> WHAT YOU ARE ASKED TO DO
Quote exactly and only this range of lines in the data below: the line that holds "-454,7 +454,7 @@" to the line that holds "(1000 + random2(4000)));", both included.

> SUPPLIED ENTRIES
PR #405, opened 2016-11-21
Buff !cancellation (Yermak)

alexjurkiewicz:
Instead of removing 1000-5000 contamination, remove 3000-5000.

For reference, yellow contam is 3333 and (light)red is 5000.

### DIFF
--- a/crawl-ref/source/potion.cc
+++ b/crawl-ref/source/potion.cc
@@ -454,7 +454,7 @@ public:
         debuff_player();
         mpr("You feel magically purged.");
         const int old_contam_level = get_contamination_level();
-        contaminate_player(-1 * (1000 + random2(4000)));
+        contaminate_player(-1 * (3000 + random2(2000)));
         if (old_contam_level && old_contam_level == get_contamination_level())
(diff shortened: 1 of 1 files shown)


MarvinPA:
Why?

alexjurkiewicz:
I think the current range is really broad, compared to most other potions in the game (eg hw & magic); and like Yermak mentioned in the tavern thread, it's not very exciting finding you need to quaff multiple potions to deal with a *Contam artifact or hell effects.

MarvinPA:
I could see reducing the range slightly (to 1500-4500 or something), but it seems fine as-is for the more common use cases of *Contam equipment and regular spellcasting/miscasts (as well as its use for just dealing with things like Mark, petrification etc). Hell effects/level 3 miscasts are pretty much a totally different thing with huge levels of contam that don't show up anywhere else, if there's any problem there it makes a lot more sense to me to reduce the amounts of contam they give than to change the potion.

alexjurkiewicz:
Fair enough, I'm happy to leave as-is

> ANSWER TO THIS EXERCISE
@@ -454,7 +454,7 @@ public:
         debuff_player();
         mpr("You feel magically purged.");
         const int old_contam_level = get_contamination_level();
-        contaminate_player(-1 * (1000 + random2(4000)));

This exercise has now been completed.